YOUR INSTRUCTIONS: Return all the lines below in which the string "reviewing" appears.

GIVEN RECORDS:
——

PR #147, opened 2021-09-02
adding design documentation to README

heatherlarsen:
## :pushpin: Summary

If merged, this PR adds consumer and contribution instructions for designers to the README

### :speech_balloon: Please consider using [conventional comments](https://conventionalcomments.org/) when reviewing this PR.

Examples: 
- issue (ux,non-blocking): These buttons should be red, but let's handle this in a follow-up.
- suggestion (non-blocking): Let's change this wording to make it easier to understand.
- issue (blocking): We shouldn't introduce this kind of tech debt; let's pair and resolve the issue in a more sustainable way.

## 👉 Next steps
* Add design guidance (ie. icon types, when to use certain icons, icon geometry, etc)

PR #157, opened 2021-09-07
enhancement: updating the design documentation

MelSumner:
## :pushpin: Summary

If merged, this PR absorbs the content from @heatherlarsen PR (#147 ) and puts it in the design.hbs file. 
It also streamlines the header and puts the page title and navbar in the same row. 

Specifically, see: https://flight-git-feature-docs-design-hashicorp.vercel.app/design 

**:speech_balloon: Please consider using [conventional comments](https://conventionalcomments.org/) when reviewing this PR.**

Examples: 


didoo (commented):
Had a quick look at the resulting website (didn't read the documentation itself) and for me is OK. Nice improvements!

Dhaulagiri (approved):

——

RESULT:
### :speech_balloon: Please consider using [conventional comments](https://conventionalcomments.org/) when reviewing this PR.
**:speech_balloon: Please consider using [conventional comments](https://conventionalcomments.org/) when reviewing this PR.**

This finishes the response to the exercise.